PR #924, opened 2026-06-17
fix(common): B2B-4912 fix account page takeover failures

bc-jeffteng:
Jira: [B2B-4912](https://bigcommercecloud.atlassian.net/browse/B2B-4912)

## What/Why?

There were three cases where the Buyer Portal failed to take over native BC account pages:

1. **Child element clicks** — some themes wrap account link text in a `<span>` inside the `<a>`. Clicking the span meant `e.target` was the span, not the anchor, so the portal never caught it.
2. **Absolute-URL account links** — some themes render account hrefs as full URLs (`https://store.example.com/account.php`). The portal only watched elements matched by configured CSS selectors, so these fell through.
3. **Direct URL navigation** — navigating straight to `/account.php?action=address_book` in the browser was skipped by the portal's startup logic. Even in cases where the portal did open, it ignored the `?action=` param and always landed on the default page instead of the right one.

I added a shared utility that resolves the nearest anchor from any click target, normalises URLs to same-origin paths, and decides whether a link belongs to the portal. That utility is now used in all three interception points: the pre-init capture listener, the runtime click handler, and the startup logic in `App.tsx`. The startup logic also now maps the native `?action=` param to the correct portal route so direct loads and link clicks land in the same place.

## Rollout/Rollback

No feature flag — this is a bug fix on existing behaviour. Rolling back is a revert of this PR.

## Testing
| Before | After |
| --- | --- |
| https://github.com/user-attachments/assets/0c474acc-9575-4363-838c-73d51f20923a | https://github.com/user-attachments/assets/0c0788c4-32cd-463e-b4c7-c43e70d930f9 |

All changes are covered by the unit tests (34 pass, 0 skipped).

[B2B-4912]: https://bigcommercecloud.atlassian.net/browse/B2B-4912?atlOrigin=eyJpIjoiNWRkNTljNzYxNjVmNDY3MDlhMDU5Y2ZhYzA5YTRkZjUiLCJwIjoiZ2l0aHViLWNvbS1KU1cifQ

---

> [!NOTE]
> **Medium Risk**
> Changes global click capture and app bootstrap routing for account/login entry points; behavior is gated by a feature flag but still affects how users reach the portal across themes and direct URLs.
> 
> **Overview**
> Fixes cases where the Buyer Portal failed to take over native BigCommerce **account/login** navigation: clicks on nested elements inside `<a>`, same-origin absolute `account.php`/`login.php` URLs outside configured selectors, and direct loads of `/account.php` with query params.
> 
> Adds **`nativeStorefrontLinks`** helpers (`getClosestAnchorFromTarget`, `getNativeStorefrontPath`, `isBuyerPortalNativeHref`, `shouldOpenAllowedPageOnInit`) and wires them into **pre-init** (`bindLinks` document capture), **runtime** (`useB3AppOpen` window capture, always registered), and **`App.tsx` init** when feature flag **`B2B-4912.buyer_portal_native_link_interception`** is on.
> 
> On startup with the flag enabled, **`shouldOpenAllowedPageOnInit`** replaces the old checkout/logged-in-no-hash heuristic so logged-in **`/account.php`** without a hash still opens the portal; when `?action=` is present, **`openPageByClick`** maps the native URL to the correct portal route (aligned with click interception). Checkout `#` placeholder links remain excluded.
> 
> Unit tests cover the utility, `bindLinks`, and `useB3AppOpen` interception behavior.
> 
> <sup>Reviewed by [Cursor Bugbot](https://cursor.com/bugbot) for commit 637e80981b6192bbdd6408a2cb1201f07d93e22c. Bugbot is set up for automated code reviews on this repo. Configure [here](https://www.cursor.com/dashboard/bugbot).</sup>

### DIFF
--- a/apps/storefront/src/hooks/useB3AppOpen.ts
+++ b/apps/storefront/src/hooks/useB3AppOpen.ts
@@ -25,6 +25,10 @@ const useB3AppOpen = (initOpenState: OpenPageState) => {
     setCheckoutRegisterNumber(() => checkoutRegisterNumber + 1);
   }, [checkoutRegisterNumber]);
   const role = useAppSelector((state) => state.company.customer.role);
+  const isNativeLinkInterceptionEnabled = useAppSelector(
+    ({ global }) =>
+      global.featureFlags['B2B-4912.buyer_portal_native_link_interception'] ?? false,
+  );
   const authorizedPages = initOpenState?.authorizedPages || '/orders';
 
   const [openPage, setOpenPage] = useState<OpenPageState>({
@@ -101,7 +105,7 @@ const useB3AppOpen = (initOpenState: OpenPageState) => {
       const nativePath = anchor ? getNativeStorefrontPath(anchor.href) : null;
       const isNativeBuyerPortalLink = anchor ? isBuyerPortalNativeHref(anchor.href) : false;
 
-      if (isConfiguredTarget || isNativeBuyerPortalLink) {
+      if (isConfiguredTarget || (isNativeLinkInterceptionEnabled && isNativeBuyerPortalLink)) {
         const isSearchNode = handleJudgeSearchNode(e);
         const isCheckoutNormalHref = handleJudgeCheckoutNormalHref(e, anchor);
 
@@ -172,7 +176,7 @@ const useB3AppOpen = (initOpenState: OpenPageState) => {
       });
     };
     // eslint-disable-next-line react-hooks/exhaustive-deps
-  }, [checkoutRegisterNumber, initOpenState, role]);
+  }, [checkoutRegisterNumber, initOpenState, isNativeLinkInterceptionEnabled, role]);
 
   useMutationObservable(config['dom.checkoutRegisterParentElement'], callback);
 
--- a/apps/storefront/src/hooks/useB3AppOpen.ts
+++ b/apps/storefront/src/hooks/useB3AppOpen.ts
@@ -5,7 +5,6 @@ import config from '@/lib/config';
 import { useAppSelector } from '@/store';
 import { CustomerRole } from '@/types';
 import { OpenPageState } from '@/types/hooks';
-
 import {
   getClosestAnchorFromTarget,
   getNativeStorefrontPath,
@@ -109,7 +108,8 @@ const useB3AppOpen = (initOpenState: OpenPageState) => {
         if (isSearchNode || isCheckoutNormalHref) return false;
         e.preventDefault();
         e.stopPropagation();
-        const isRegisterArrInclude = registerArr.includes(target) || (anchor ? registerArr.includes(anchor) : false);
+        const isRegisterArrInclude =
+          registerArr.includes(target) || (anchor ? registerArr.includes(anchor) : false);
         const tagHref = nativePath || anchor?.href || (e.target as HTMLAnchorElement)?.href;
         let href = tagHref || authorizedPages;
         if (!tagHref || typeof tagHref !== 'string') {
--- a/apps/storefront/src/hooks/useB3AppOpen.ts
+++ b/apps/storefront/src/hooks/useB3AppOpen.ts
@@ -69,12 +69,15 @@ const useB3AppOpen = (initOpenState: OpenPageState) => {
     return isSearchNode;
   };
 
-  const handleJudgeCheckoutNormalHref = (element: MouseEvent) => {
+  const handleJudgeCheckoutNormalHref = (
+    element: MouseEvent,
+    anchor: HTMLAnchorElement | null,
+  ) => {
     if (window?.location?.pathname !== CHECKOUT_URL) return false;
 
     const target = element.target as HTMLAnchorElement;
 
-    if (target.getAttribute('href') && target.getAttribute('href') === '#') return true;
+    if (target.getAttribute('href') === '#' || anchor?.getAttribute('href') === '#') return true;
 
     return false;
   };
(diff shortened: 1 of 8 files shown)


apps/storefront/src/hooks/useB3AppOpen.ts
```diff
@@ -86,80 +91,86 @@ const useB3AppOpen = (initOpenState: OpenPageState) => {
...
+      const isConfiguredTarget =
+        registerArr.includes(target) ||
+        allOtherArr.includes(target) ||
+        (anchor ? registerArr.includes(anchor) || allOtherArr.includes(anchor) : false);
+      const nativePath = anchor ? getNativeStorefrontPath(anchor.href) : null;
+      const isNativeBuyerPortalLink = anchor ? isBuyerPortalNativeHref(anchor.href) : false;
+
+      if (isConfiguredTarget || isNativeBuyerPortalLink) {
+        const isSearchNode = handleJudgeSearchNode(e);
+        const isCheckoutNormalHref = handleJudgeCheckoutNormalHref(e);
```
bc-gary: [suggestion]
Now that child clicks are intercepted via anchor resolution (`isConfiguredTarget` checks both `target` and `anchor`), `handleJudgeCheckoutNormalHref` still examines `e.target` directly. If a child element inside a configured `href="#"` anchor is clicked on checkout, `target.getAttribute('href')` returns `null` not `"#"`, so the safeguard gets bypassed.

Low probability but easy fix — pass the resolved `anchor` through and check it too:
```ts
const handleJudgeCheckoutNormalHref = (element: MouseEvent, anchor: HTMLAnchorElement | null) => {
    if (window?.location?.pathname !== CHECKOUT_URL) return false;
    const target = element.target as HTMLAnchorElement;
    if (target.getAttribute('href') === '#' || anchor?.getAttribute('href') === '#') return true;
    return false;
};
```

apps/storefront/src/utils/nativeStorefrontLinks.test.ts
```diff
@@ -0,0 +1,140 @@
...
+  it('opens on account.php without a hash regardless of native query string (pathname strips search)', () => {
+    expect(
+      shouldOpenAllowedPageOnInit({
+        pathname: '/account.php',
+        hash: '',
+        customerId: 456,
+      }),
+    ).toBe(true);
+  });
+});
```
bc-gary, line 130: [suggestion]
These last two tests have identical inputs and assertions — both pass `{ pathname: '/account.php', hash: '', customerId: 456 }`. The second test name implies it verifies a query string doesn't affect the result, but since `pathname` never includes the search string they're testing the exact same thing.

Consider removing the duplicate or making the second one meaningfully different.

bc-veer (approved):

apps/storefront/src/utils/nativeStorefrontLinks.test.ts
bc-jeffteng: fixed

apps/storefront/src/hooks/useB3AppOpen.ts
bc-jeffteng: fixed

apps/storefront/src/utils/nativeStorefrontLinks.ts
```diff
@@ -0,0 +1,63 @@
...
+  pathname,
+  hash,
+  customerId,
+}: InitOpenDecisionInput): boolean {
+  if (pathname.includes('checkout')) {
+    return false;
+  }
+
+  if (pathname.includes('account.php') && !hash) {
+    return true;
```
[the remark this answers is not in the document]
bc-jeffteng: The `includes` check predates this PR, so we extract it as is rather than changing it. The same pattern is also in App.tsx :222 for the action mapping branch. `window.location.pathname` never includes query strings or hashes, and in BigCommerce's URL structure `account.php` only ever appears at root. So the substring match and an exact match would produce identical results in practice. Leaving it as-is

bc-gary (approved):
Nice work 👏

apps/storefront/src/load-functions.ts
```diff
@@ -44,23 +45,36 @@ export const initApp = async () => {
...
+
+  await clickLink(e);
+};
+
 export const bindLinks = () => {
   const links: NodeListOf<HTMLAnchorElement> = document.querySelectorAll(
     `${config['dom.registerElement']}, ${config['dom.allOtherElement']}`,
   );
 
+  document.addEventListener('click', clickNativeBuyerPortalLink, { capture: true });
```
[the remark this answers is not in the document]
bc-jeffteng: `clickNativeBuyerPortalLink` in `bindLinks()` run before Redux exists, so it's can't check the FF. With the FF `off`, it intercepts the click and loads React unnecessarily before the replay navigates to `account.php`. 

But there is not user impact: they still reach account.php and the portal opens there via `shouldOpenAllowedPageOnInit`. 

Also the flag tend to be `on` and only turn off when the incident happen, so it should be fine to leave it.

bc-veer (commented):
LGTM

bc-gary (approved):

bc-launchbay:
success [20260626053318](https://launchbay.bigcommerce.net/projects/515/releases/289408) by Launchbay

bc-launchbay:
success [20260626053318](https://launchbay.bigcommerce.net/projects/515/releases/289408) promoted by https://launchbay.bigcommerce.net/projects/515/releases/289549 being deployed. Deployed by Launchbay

----------

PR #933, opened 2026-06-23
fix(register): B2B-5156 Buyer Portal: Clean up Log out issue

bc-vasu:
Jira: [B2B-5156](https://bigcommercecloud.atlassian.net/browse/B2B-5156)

----------

• **WHAT IS NEEDED**
Above this instruction are the records; retype exactly the lines from the one containing "PR #924, opened 2026-06-17" up to and including the one containing "1. **Child element".

• **EXERCISE OUTPUT**
PR #924, opened 2026-06-17
fix(common): B2B-4912 fix account page takeover failures

bc-jeffteng:
Jira: [B2B-4912](https://bigcommercecloud.atlassian.net/browse/B2B-4912)

## What/Why?

There were three cases where the Buyer Portal failed to take over native BC account pages:

1. **Child element clicks** — some themes wrap account link text in a `<span>` inside the `<a>`. Clicking the span meant `e.target` was the span, not the anchor, so the portal never caught it.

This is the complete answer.